(Saved entries)
*** Begin section ***

PR #3671, opened 2018-11-08
Update rgbw-light.groovy

vseven:
@greens Per our conversation.  Basic changes:

- Added capability "Light"
- Made some basic changes per https://github.com/SmartThingsCommunity/SmartThingsPublic/pull/3639


vseven:
Also after testing it turns out I will have to put in a pull for a "controller".  Reason being is with the color temperature hack in this DTH the white channel on a "controller" is the inverse of the value.  So at 2700K its at 100% output, at 6500K its at 0% output.  Which of course doesn't work real well.

PR #3677, opened 2018-11-14
[WWST-1904; WWST-1903] Fingerprints for Aeotec Door/Window Sensor and LED Bulbs

PKacprowiczS:
@greens @MAblewiczS


MAblewicz (approved):
Only Fingerprint change. Look ok.

PR #3679, opened 2018-11-14
ICP-6568 Fix exception in Aeon Home Energy Meter gen5

greens:


PKacprowiczS (approved):
Jeez, I should've caught that, but live logging didn't show that exception...

tpmanley (approved):

PR #3684, opened 2018-11-16
[ICP-7144] Zigbee Valve checkinterval fix

PKacprowiczS:
@greens @MAblewiczS

### DIFF
--- a/devicetypes/smartthings/zigbee-valve.src/zigbee-valve.groovy
+++ b/devicetypes/smartthings/zigbee-valve.src/zigbee-valve.groovy
@@ -19,6 +19,7 @@ metadata {
         capability "Battery"
         capability "Configuration"
         capability "Power Source"
+        capability "Health Check"
         capability "Refresh"
         capability "Valve"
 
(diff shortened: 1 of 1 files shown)


tpmanley (changes requested):
`ping` will also need to be implemented

devicetypes/smartthings/zigbee-valve.src/zigbee-valve.groovy
```diff
@@ -140,3 +141,11 @@ def configure() {
     log.debug "Configuring Reporting and Bindings."
     refresh()
 }
+
+def installed() {
+    sendEvent(name: "checkInterval", value: 2 * 60 * 60 + 2 * 60, displayed: false, data: [protocol: "zigbee", hubHardwareId: device.hub.hardwareID, offlinePingable: "1"])
+}
+
+def ping() {
+    refresh()
```
tpmanley: `refresh` sends a lot of commands. We generally want `ping` to only send one or two commands since injecting a bunch of traffic into the network unnecessarily can degrade performance. I suggest changing this to just `zigbee.onOffRefresh()`

PKacprowiczS:
@tpmanley it should be right this time

tpmanley (approved):

PR #3719, opened 2018-11-28
ICP-7312 "fixes" fibaro mis-identifications

greens:


devicetypes/fibargroup/fibaro-co-sensor-zw5.src/fibaro-co-sensor-zw5.groovy
```diff
@@ -15,7 +15,8 @@ metadata {
 		attribute "coLevel", "number"
 
 		fingerprint mfr: "010F", prod: "1201", model: "1000"
-		fingerprint deviceId: "0x0701", inClusters:"0x5E,0x59,0x73,0x80,0x22,0x56,0x31,0x7A,0x5A,0x85,0x84,0x71,0x70,0x8E,0x9C,0x86,0x72"
+		fingerprint mfr: "010F", prod: "1201", model: "1001"
+		fingerprint mfr: "010F", prod: "1201"
```
greens, line 19: I'm not sure if just including these two fields is kosher, but I think it should be?

greens:
Have confirmed that this works.

devicetypes/smartthings/fibaro-smoke-sensor.src/fibaro-smoke-sensor.groovy
```diff
@@ -23,6 +23,9 @@ metadata {
 		capability "Temperature Alarm"
 
 		fingerprint mfr:"010F", prod:"0C02", model:"1002"
+		fingerprint mfr:"010F", prod:"0C02", model:"4002"
```
tpmanley, line 26: Is there any benefit of including some specific models vs the single fingerprint with must mfg/prod?

greens: lets us know which models we've specifically certified, I suppose.

dkirker: The other benefit I see is making sure we don't possibly hit edge cases with existing devices. I feel like if we remove the existing fingerprints then we need to re-test all devices that we removed. Though, maybe we should anyway.

tpmanley (approved):

dkirker (approved):
Looks like a good change. Probably will help lower support requests, too.

PR #3724, opened 2018-11-29
ONEAPP-7319 Send an initial button event to appease OCF

dkirker:
Button capability is momentary, so initial event is "pushed"

### DIFF
--- a/devicetypes/smartthings/zigbee-button.src/zigbee-button.groovy
+++ b/devicetypes/smartthings/zigbee-button.src/zigbee-button.groovy
@@ -245,6 +245,11 @@ private Map getButtonResult(buttonState, buttonNumber = 1) {
 
 def installed() {
     initialize()
+
+    // Initialize default states
+    device.currentValue("numberOfButtons")?.times {
+        sendEvent(name: "button", value: "pushed", data: [buttonNumber: it+1], displayed: false)
+    }
 }
 
 def updated() {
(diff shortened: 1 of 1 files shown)


devicetypes/smartthings/zigbee-button.src/zigbee-button.groovy
```diff
@@ -245,6 +245,11 @@ private Map getButtonResult(buttonState, buttonNumber = 1) {
 
 def installed() {
     initialize()
+
+    // Initialize default states
+    device.currentValue("numberOfButtons")?.times {
+        sendEvent(name: "button", value: "pushed", data: [buttonNumber: num+1])
```
tpmanley: I think `num` needs to be `it` or you need to rename it with `num ->`

devicetypes/smartthings/zigbee-button.src/zigbee-button.groovy
```diff
@@ -245,6 +245,11 @@ private Map getButtonResult(buttonState, buttonNumber = 1) {
 
 def installed() {
     initialize()
+
+    // Initialize default states
+    device.currentValue("numberOfButtons")?.times {
+        sendEvent(name: "button", value: "pushed", data: [buttonNumber: it+1])
```
tpmanley: Probably want to add `displayed: false`

dkirker: Yeah, not a bad idea.

dkirker: Should I add that to the "numberOfButton" events, too? Probably a good idea while I am here.

tpmanley: yeah i'd say so

dkirker: Done!

tpmanley (approved):

rappleg (approved):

*** End section ***

_YOUR OBJECTIVE_: The reply is to be an exact repeat of the records above.

_YOUR RESPONSE_:
PR #3671, opened 2018-11-08
Update rgbw-light.groovy

vseven:
@greens Per our conversation.  Basic changes:

- Added capability "Light"
- Made some basic changes per https://github.com/SmartThingsCommunity/SmartThingsPublic/pull/3639


vseven:
Also after testing it turns out I will have to put in a pull for a "controller".  Reason being is with the color temperature hack in this DTH the white channel on a "controller" is the inverse of the value.  So at 2700K its at 100% output, at 6500K its at 0% output.  Which of course doesn't work real well.

PR #3677, opened 2018-11-14
[WWST-1904; WWST-1903] Fingerprints for Aeotec Door/Window Sensor and LED Bulbs

PKacprowiczS:
@greens @MAblewiczS


MAblewicz (approved):
Only Fingerprint change. Look ok.

PR #3679, opened 2018-11-14
ICP-6568 Fix exception in Aeon Home Energy Meter gen5

greens:


PKacprowiczS (approved):
Jeez, I should've caught that, but live logging didn't show that exception...

tpmanley (approved):

PR #3684, opened 2018-11-16
[ICP-7144] Zigbee Valve checkinterval fix

PKacprowiczS:
@greens @MAblewiczS

### DIFF
--- a/devicetypes/smartthings/zigbee-valve.src/zigbee-valve.groovy
+++ b/devicetypes/smartthings/zigbee-valve.src/zigbee-valve.groovy
@@ -19,6 +19,7 @@ metadata {
         capability "Battery"
         capability "Configuration"
         capability "Power Source"
+        capability "Health Check"
         capability "Refresh"
         capability "Valve"
 
(diff shortened: 1 of 1 files shown)


tpmanley (changes requested):
`ping` will also need to be implemented

devicetypes/smartthings/zigbee-valve.src/zigbee-valve.groovy
```diff
@@ -140,3 +141,11 @@ def configure() {
     log.debug "Configuring Reporting and Bindings."
     refresh()
 }
+
+def installed() {
+    sendEvent(name: "checkInterval", value: 2 * 60 * 60 + 2 * 60, displayed: false, data: [protocol: "zigbee", hubHardwareId: device.hub.hardwareID, offlinePingable: "1"])
+}
+
+def ping() {
+    refresh()
```
tpmanley: `refresh` sends a lot of commands. We generally want `ping` to only send one or two commands since injecting a bunch of traffic into the network unnecessarily can degrade performance. I suggest changing this to just `zigbee.onOffRefresh()`

PKacprowiczS:
@tpmanley it should be right this time

tpmanley (approved):

PR #3719, opened 2018-11-28
ICP-7312 "fixes" fibaro mis-identifications

greens:


devicetypes/fibargroup/fibaro-co-sensor-zw5.src/fibaro-co-sensor-zw5.groovy
```diff
@@ -15,7 +15,8 @@ metadata {
 		attribute "coLevel", "number"
 
 		fingerprint mfr: "010F", prod: "1201", model: "1000"
-		fingerprint deviceId: "0x0701", inClusters:"0x5E,0x59,0x73,0x80,0x22,0x56,0x31,0x7A,0x5A,0x85,0x84,0x71,0x70,0x8E,0x9C,0x86,0x72"
+		fingerprint mfr: "010F", prod: "1201", model: "1001"
+		fingerprint mfr: "010F", prod: "1201"
```
greens, line 19: I'm not sure if just including these two fields is kosher, but I think it should be?

greens:
Have confirmed that this works.

devicetypes/smartthings/fibaro-smoke-sensor.src/fibaro-smoke-sensor.groovy
```diff
@@ -23,6 +23,9 @@ metadata {
 		capability "Temperature Alarm"
 
 		fingerprint mfr:"010F", prod:"0C02", model:"1002"
+		fingerprint mfr:"010F", prod:"0C02", model:"4002"
```
tpmanley, line 26: Is there any benefit of including some specific models vs the single fingerprint with must mfg/prod?

greens: lets us know which models we've specifically certified, I suppose.

dkirker: The other benefit I see is making sure we don't possibly hit edge cases with existing devices. I feel like if we remove the existing fingerprints then we need to re-test all devices that we removed. Though, maybe we should anyway.

tpmanley (approved):

dkirker (approved):
Looks like a good change. Probably will help lower support requests, too.

PR #3724, opened 2018-11-29
ONEAPP-7319 Send an initial button event to appease OCF

dkirker:
Button capability is momentary, so initial event is "pushed"

### DIFF
--- a/devicetypes/smartthings/zigbee-button.src/zigbee-button.groovy
+++ b/devicetypes/smartthings/zigbee-button.src/zigbee-button.groovy
@@ -245,6 +245,11 @@ private Map getButtonResult(buttonState, buttonNumber = 1) {
 
 def installed() {
     initialize()
+
+    // Initialize default states
+    device.currentValue("numberOfButtons")?.times {
+        sendEvent(name: "button", value: "pushed", data: [buttonNumber: it+1], displayed: false)
+    }
 }
 
 def updated() {
(diff shortened: 1 of 1 files shown)


devicetypes/smartthings/zigbee-button.src/zigbee-button.groovy
```diff
@@ -245,6 +245,11 @@ private Map getButtonResult(buttonState, buttonNumber = 1) {
 
 def installed() {
     initialize()
+
+    // Initialize default states
+    device.currentValue("numberOfButtons")?.times {
+        sendEvent(name: "button", value: "pushed", data: [buttonNumber: num+1])
```
tpmanley: I think `num` needs to be `it` or you need to rename it with `num ->`

devicetypes/smartthings/zigbee-button.src/zigbee-button.groovy
```diff
@@ -245,6 +245,11 @@ private Map getButtonResult(buttonState, buttonNumber = 1) {
 
 def installed() {
     initialize()
+
+    // Initialize default states
+    device.currentValue("numberOfButtons")?.times {
+        sendEvent(name: "button", value: "pushed", data: [buttonNumber: it+1])
```
tpmanley: Probably want to add `displayed: false`

dkirker: Yeah, not a bad idea.

dkirker: Should I add that to the "numberOfButton" events, too? Probably a good idea while I am here.

tpmanley: yeah i'd say so

dkirker: Done!

tpmanley (approved):

rappleg (approved):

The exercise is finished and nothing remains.